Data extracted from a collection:
[Start of Attachment]

PR #70, opened 2023-12-20
Implement a TextToImageProvider

julien-nc:
* We could adjust the expected runtime, not sure about the current values
* the request logic has been extracted from `OpenAiAPIService::createImage` into another method. When running a TextToImage task, we want to trigger the quota stuff but not the image generation mapper stuff as this is done by the assistant


MB-Finski (approved):
LGTM; Thanks for this! I think I'll add the low-pass filtering of the expected runtime in one go for both text processing and image-to-text so they can be as they are right now.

[End of Attachment]

Among the records above, find each line containing the string "expected" and copy it.

__Solution__:
* We could adjust the expected runtime, not sure about the current values
LGTM; Thanks for this! I think I'll add the low-pass filtering of the expected runtime in one go for both text processing and image-to-text so they can be as they are right now.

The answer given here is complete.